The Evaluation Dilemma
When you’re a lean team building an AI-heavy product, you very quickly run into a tension: you want rigor, but you don’t have the time, headcount, or appetite for heavyweight infrastructure.
At Spark, we scrape and ingest millions of documents related to large-scale energy projects and data centers. We use these documents to provide key insights like permitting regulations, social sentiment, and opposition to our customers. Initially, we developed these features solely based on cursory manual testing, but we quickly realized that in order to have a real estimate about how good our data extraction is, we needed to run evaluations.
Evaluation is the process by which you test that your AI software is performing tasks as you expect it to.
This post is about our current approach to evals: why it looks “simpler than expected,” where it’s been surprisingly effective, and how it enables us to move fast without flying blind.
Start Simple: CSVs, Not Frameworks
Our evaluation stack is intentionally unglamorous. Here’s what this looks like in practice.
At the core, we use plain CSV files to track labeled data. When we want to evaluate a task, we manually create a small but high-quality dataset ourselves, with engineers labeling data directly. These CSVs act as our golden datasets. In the example below, you can see a dataset snippet related to a location tagging task:
filename | url | location |
|---|---|---|
content-1002065.html | Pinal County, AZ | |
content-1002066.html | https://www.maricopa.gov/AgendaCenter/ViewFile/Minutes/_03142024-1847 | Maricopa County, AZ |
content-1002067.html | Arizona |
From there, we write lightweight, bespoke scripts that:
Run our classification code against the dataset
Produces another CSV file with expected/generated task-specific outputs
Computes metrics like accuracy, precision, and recall (especially for classification problems)
That’s it. No dashboards, no complex orchestration, no dedicated evaluation service. From there, we usually review the metrics and the CSV output in order to understand what we can improve and iterate on.
We did experiment with existing evaluation frameworks early on, like popular open-source evaluation frameworks for LLM prompts. They’re powerful and have many features already included, but for our use case, they introduced more complexity. Ultimately, what matters is to evaluate the exact business logic that runs in production. It isn’t just a prompt — it may do a database lookup, custom logic, and more. Therefore, hooking others’ tools into our own code was complicated and hard to maintain.

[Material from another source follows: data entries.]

PR #1302, opened 2023-03-05
Reduce stale errno usage

rousskov:
This covers a few easy cases, one of which resulted in wasted triage
time. More changes are needed to cover all potentially stale errno uses.

### DIFF
--- a/src/comm.cc
+++ b/src/comm.cc
@@ -385,6 +385,7 @@ comm_openex(int sock_type,
         AI->ai_protocol = proto;
         debugs(50, 3, "Attempt fallback open socket for: " << addr );
         new_socket = socket(AI->ai_family, AI->ai_socktype, AI->ai_protocol);
+        xerrno = errno;
         debugs(50, 2, "attempt open " << note << " socket on: " << addr);
     }
 
@@ -393,7 +394,7 @@ comm_openex(int sock_type,
          * are failing because the open file table is full.  This
          * limits the number of simultaneous clients */
 
-        if (limitError(errno)) {
+        if (limitError(xerrno)) {
             debugs(50, DBG_IMPORTANT, MYNAME << "socket failure: " << xstrerr(xerrno));
             fdAdjustReserved();
         } else {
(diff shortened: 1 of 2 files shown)


src/comm.cc
```diff
@@ -884,11 +885,11 @@ _comm_close(int fd, char const *file, int line)
     // notify read/write handlers after canceling select reservations, if any
     if (COMMIO_FD_WRITECB(fd)->active()) {
         Comm::SetSelect(fd, COMM_SELECT_WRITE, nullptr, nullptr, 0);
-        COMMIO_FD_WRITECB(fd)->finish(Comm::ERR_CLOSING, errno);
+        COMMIO_FD_WRITECB(fd)->finish(Comm::ERR_CLOSING, 0);
     }
     if (COMMIO_FD_READCB(fd)->active()) {
         Comm::SetSelect(fd, COMM_SELECT_READ, nullptr, nullptr, 0);
-        COMMIO_FD_READCB(fd)->finish(Comm::ERR_CLOSING, errno);
+        COMMIO_FD_READCB(fd)->finish(Comm::ERR_CLOSING, 0);
```
rousskov, line 892: This stale `errno` usage sent me on wild goose chase because it showed up in a (partial) cache.log as EINVAL, which sometimes indicates a Squid bug.

src/comm.cc
```diff
@@ -385,6 +385,7 @@ comm_openex(int sock_type,
         AI->ai_protocol = proto;
         debugs(50, 3, "Attempt fallback open socket for: " << addr );
         new_socket = socket(AI->ai_family, AI->ai_socktype, AI->ai_protocol);
+        xerrno = errno;
```
rousskov, line 388: I am not 100% sure that this code is meant to preserve the _last_ error when trying a second socket() system call after the first failure. If you are sure that this is wrong, please let me know what the replacement C++ comment should say:

```suggestion
        // keep xerrno unchanged because ...XXX...
```

rousskov (commented):
I saw a few other potentially stale `errno` uses, but was not comfortable adjusting that code without testing/investigating, and I do not have time for that right now.

Disclaimer: I have not tested any of these changes.

src/comm.cc
yadij: IIRC this is preserving the *first* errno, so the primary socket failure can be fixed, not just the fallback type.

That said we have had several cycles of fixing errno usage, so we should now check whether the callers of this function actually need it preserved. Perhapse this kludge can all go away.

yadij (changes requested):

src/comm.cc
rousskov: > IIRC this is preserving the _first_ errno, so the primary socket failure can be fixed, not just the fallback type.

I changed the code to preserve the first errno in commit 5dfa03d.

While working on that change, I discovered another bug in this code. There is no trivial or in-scope fix, so I added an XXX (while preserving the current broken official code behavior).
 
> That said we have had several cycles of fixing errno usage, so we should now check whether the callers of this function actually need it preserved. Perhapse this kludge can all go away.

Unfortunately, there are still many (indirect) comm_openex() callers that use `errno`.

Comm should stop setting `errno` for callers (and stop returning invalid descriptor numbers on errors), but that requires a lot of changes outside this PR scope, of course. It can probably be done incrementally, but the first step needs to set a proper framework up. This small PR cannot do that.

yadij (approved):

rousskov:
@kinkie, @yadij, please add these changes to v6. I continue to waste time on chasing wrong v6 bugs because of stale errno usage fixed by this PR. Thank you.

squidadm:
queued for backport to v6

Writing custom evaluation code turned out to be straightforward, easier to reason about, and far more flexible. For now, CSVs and a script that writes output to a console give us exactly what we need.
Engineers Doing Labeling
Our engineers do labeling here. It is a very tedious job, but there are a couple of advantages to doing it ourselves.
You learn a lot about what output you really want and the data you are actually feeding to the models. This is especially valuable for building domain expertise and customer focus.
You also learn about how the AI reasons, what it does right and wrong, allowing you to think if iterating on the prompt is what you need -- or on the output schema, or something else.
For example, when building our social media data ingestion feature, our engineers discovered that the model consistently failed on labelling posts as solar, wind, or battery because we used projectType as a schema field. Posts weren’t always related to a project, but more generally about the type of energy. The model was confused by this, so we changed the prompt and the schema to call the label topic , and we got some strong improvements on the results.
This insight came from changing a manual label—no amount of automated metrics would have surfaced this nuance early on. We adjusted our prompt and schema to explicitly handle this case, improving accuracy from 40% to 70%+ just with this change.
Evaluation Is Expensive, So Be Selective
The biggest constraint isn’t tooling; it’s time. For a lean team of engineers, creating and maintaining even a 100-row labeled dataset for a single task can take 2-3 hours—time we’d rather spend shipping features.
Labeling data, even in small quantities, is expensive. Running evaluations, maintaining datasets, and interpreting results all take real effort. Doing this for every piece of extracted information would slow us down dramatically.
So we don’t.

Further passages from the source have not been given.